WORK REQUIRED ->
An exact copy of every entry is the required answer.

DATA FOR PROCESSING ->
• • • • • • •
PR #549, opened 2024-02-04
add test DLL build text, including git commit hash and branch

nukeulater:
- easier to determine which DLL is the user using from videos

### DIFF
--- a/xlive/Blam/Engine/render/render_cartographer_ingame_ui.cpp
+++ b/xlive/Blam/Engine/render/render_cartographer_ingame_ui.cpp
@@ -3,6 +3,7 @@
 
 #include "Blam/Engine/game/game.h"
 #include "Blam/Engine/rasterizer/rasterizer_globals.h"
+#include "Blam/Engine/interface/hud.h"
 #include "Blam/Engine/shell/shell_windows.h"
 #include "Blam/Engine/text/draw_string.h"
 #include "Blam/Engine/text/font_cache.h"
@@ -12,6 +13,8 @@
 #include "H2MOD/Modules/Achievements/Achievements.h"
 #include "H2MOD/Modules/Shell/Config.h"
 
+#include "version_git.h"
+
 // define this to enable queueing a test message in render_cartographer_achievements
 // #define ACHIVEMENT_RENDER_DEBUG_ENABLED
 
@@ -19,6 +22,8 @@ const int32 k_status_text_font = 0;
 
 // defined in XLiveRendering.cpp
 extern char* buildText;
+
+bool cartographer_test_build_draw_text = true;
 
 void render_cartographer_status_text()
 {
@@ -41,9 +46,12 @@ void render_cartographer_status_text()
 	}
 
 	int32 line_height = get_text_size_from_font_cache(k_status_text_font);
-	if (game_is_main_menu || (!game_is_main_menu && paused_or_in_menus)) {
+	bool paused_or_in_main_menu = game_is_main_menu || paused_or_in_menus;
+	if (paused_or_in_main_menu) {
 		draw_string_reset();
 		draw_string_set_font_and_options(k_status_text_font, 0, 0, 0, &text_color_console, global_real_argb_black, false);
+
+		bounds.bottom = bounds.top + line_height;
 
 		if (H2Config_anti_cheat_enabled)
 		{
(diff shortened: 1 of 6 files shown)


punpckhdq:
something i wanted to do in the future was hook into the games build tracker system ("untracked version" etc) and populate it with git information. as well as remaking the overlay text certain halo 2 builds had

xlive/Blam/Engine/render/render_cartographer_ingame_ui.cpp
```diff
@@ -54,8 +62,47 @@ void render_cartographer_status_text()
...
 		bounds.top += line_height;
+		bounds.bottom = bounds.top + line_height;
 		draw_string_render(&bounds, master_state_string_buffer);
 	}
+
+#if defined(GEN_GIT_VER_VERSION_STRING)
+	if (cartographer_test_build_draw_text)
+	{
+		rasterizer_get_frame_bounds(&bounds);
+		int32 test_build_font = 0;
```
punpckhdq: i would use k_status_text_font here

xlive/Blam/Engine/render/render_cartographer_ingame_ui.cpp
```diff
@@ -54,8 +62,47 @@ void render_cartographer_status_text()
...
+
+		wchar_t result_text_buffer[1024];
+
+		utf8_string_to_wchar_string(GEN_GIT_VER_VERSION_STRING, build_git_version_string, NUMBEROF(build_git_version_string));
+		utf8_string_to_wchar_string(__DATE__, build_date, NUMBEROF(build_date));
+		utf8_string_to_wchar_string(__TIME__, build_time, NUMBEROF(build_time));
+		utf8_string_to_wchar_string(GET_GIT_VER_USERNAME, git_username, NUMBEROF(git_username));
+		utf8_string_to_wchar_string(GET_GIT_VER_BRANCH, git_branch_name, NUMBEROF(git_branch_name));
+
+		swprintf(result_text_buffer, NUMBEROF(result_text_buffer), L"%s %s", build_date, build_time);
```
punpckhdq: should this be one char buffer and one wchar buffer instead?

punpckhdq (commented):
since this is adding onto my code i'd thought i'd review it

punpckhdq:
one last comment: the draw_string functions have a cousin the actual ui code uses. it has proper scaling support iirc, maybe in the future that could be investigated

xlive/Blam/Engine/render/render_cartographer_ingame_ui.cpp
nukeulater: not sure I understand the question. If you're asking if it should be just 2 string buffers for each type of string encoding, it is possible, but easier to modify and play around with the code in this form.

xlive/Blam/Engine/render/render_cartographer_ingame_ui.cpp
nukeulater: ye

xlive/Blam/Engine/render/render_cartographer_ingame_ui.cpp
nukeulater: we need a vaargs variant of draw string tbh

punpckhdq: yeah i was confused about keeping all those ascii buffers. i thought about it again, shouldn't you be able to to use just one swprintf each instead of converting between ascii and wchar in your code at all? by using %S in your format string.

nukeulater: tried that and it didn't work for some reason, this is why I added those in the first place.

nukeulater: image
even MSVC complaining about it

punpckhdq: use a capital %S and not a %s in wide string formatting to signify an ascii string as a format parameter, https://learn.microsoft.com/en-us/cpp/c-runtime-library/format-specification-syntax-printf-and-wprintf-functions?view=msvc-170#type-field-characters

nukeulater: yeah that worked, thanks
• • • • • • •
ANSWER TO THIS TASK ->
PR #549, opened 2024-02-04
add test DLL build text, including git commit hash and branch

nukeulater:
- easier to determine which DLL is the user using from videos

### DIFF
--- a/xlive/Blam/Engine/render/render_cartographer_ingame_ui.cpp
+++ b/xlive/Blam/Engine/render/render_cartographer_ingame_ui.cpp
@@ -3,6 +3,7 @@
 
 #include "Blam/Engine/game/game.h"
 #include "Blam/Engine/rasterizer/rasterizer_globals.h"
+#include "Blam/Engine/interface/hud.h"
 #include "Blam/Engine/shell/shell_windows.h"
 #include "Blam/Engine/text/draw_string.h"
 #include "Blam/Engine/text/font_cache.h"
@@ -12,6 +13,8 @@
 #include "H2MOD/Modules/Achievements/Achievements.h"
 #include "H2MOD/Modules/Shell/Config.h"
 
+#include "version_git.h"
+
 // define this to enable queueing a test message in render_cartographer_achievements
 // #define ACHIVEMENT_RENDER_DEBUG_ENABLED
 
@@ -19,6 +22,8 @@ const int32 k_status_text_font = 0;
 
 // defined in XLiveRendering.cpp
 extern char* buildText;
+
+bool cartographer_test_build_draw_text = true;
 
 void render_cartographer_status_text()
 {
@@ -41,9 +46,12 @@ void render_cartographer_status_text()
 	}
 
 	int32 line_height = get_text_size_from_font_cache(k_status_text_font);
-	if (game_is_main_menu || (!game_is_main_menu && paused_or_in_menus)) {
+	bool paused_or_in_main_menu = game_is_main_menu || paused_or_in_menus;
+	if (paused_or_in_main_menu) {
 		draw_string_reset();
 		draw_string_set_font_and_options(k_status_text_font, 0, 0, 0, &text_color_console, global_real_argb_black, false);
+
+		bounds.bottom = bounds.top + line_height;
 
 		if (H2Config_anti_cheat_enabled)
 		{
(diff shortened: 1 of 6 files shown)


punpckhdq:
something i wanted to do in the future was hook into the games build tracker system ("untracked version" etc) and populate it with git information. as well as remaking the overlay text certain halo 2 builds had

xlive/Blam/Engine/render/render_cartographer_ingame_ui.cpp
```diff
@@ -54,8 +62,47 @@ void render_cartographer_status_text()
...
 		bounds.top += line_height;
+		bounds.bottom = bounds.top + line_height;
 		draw_string_render(&bounds, master_state_string_buffer);
 	}
+
+#if defined(GEN_GIT_VER_VERSION_STRING)
+	if (cartographer_test_build_draw_text)
+	{
+		rasterizer_get_frame_bounds(&bounds);
+		int32 test_build_font = 0;
```
punpckhdq: i would use k_status_text_font here

xlive/Blam/Engine/render/render_cartographer_ingame_ui.cpp
```diff
@@ -54,8 +62,47 @@ void render_cartographer_status_text()
...
+
+		wchar_t result_text_buffer[1024];
+
+		utf8_string_to_wchar_string(GEN_GIT_VER_VERSION_STRING, build_git_version_string, NUMBEROF(build_git_version_string));
+		utf8_string_to_wchar_string(__DATE__, build_date, NUMBEROF(build_date));
+		utf8_string_to_wchar_string(__TIME__, build_time, NUMBEROF(build_time));
+		utf8_string_to_wchar_string(GET_GIT_VER_USERNAME, git_username, NUMBEROF(git_username));
+		utf8_string_to_wchar_string(GET_GIT_VER_BRANCH, git_branch_name, NUMBEROF(git_branch_name));
+
+		swprintf(result_text_buffer, NUMBEROF(result_text_buffer), L"%s %s", build_date, build_time);
```
punpckhdq: should this be one char buffer and one wchar buffer instead?

punpckhdq (commented):
since this is adding onto my code i'd thought i'd review it

punpckhdq:
one last comment: the draw_string functions have a cousin the actual ui code uses. it has proper scaling support iirc, maybe in the future that could be investigated

xlive/Blam/Engine/render/render_cartographer_ingame_ui.cpp
nukeulater: not sure I understand the question. If you're asking if it should be just 2 string buffers for each type of string encoding, it is possible, but easier to modify and play around with the code in this form.

xlive/Blam/Engine/render/render_cartographer_ingame_ui.cpp
nukeulater: ye

xlive/Blam/Engine/render/render_cartographer_ingame_ui.cpp
nukeulater: we need a vaargs variant of draw string tbh

punpckhdq: yeah i was confused about keeping all those ascii buffers. i thought about it again, shouldn't you be able to to use just one swprintf each instead of converting between ascii and wchar in your code at all? by using %S in your format string.

nukeulater: tried that and it didn't work for some reason, this is why I added those in the first place.

nukeulater: image
even MSVC complaining about it

punpckhdq: use a capital %S and not a %s in wide string formatting to signify an ascii string as a format parameter, https://learn.microsoft.com/en-us/cpp/c-runtime-library/format-specification-syntax-printf-and-wprintf-functions?view=msvc-170#type-field-characters

nukeulater: yeah that worked, thanks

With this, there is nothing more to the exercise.